[Action item]
Write out the whole listing again so that each line matches the original.
Data to process section start
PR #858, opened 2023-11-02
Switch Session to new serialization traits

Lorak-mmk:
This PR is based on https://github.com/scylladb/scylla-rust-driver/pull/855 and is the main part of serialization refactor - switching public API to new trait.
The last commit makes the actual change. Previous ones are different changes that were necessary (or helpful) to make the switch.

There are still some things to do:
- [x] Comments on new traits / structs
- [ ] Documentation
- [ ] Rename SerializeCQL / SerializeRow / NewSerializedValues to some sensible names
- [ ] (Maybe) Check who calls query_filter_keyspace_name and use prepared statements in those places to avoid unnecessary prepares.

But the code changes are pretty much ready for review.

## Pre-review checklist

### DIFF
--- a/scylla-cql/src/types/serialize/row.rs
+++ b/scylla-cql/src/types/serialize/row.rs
Data to process section end
[Exercise result]
PR #858, opened 2023-11-02
Switch Session to new serialization traits

Lorak-mmk:
This PR is based on https://github.com/scylladb/scylla-rust-driver/pull/855 and is the main part of serialization refactor - switching public API to new trait.
The last commit makes the actual change. Previous ones are different changes that were necessary (or helpful) to make the switch.

There are still some things to do:
- [x] Comments on new traits / structs
- [ ] Documentation
- [ ] Rename SerializeCQL / SerializeRow / NewSerializedValues to some sensible names
- [ ] (Maybe) Check who calls query_filter_keyspace_name and use prepared statements in those places to avoid unnecessary prepares.

But the code changes are pretty much ready for review.

## Pre-review checklist

### DIFF
--- a/scylla-cql/src/types/serialize/row.rs
+++ b/scylla-cql/src/types/serialize/row.rs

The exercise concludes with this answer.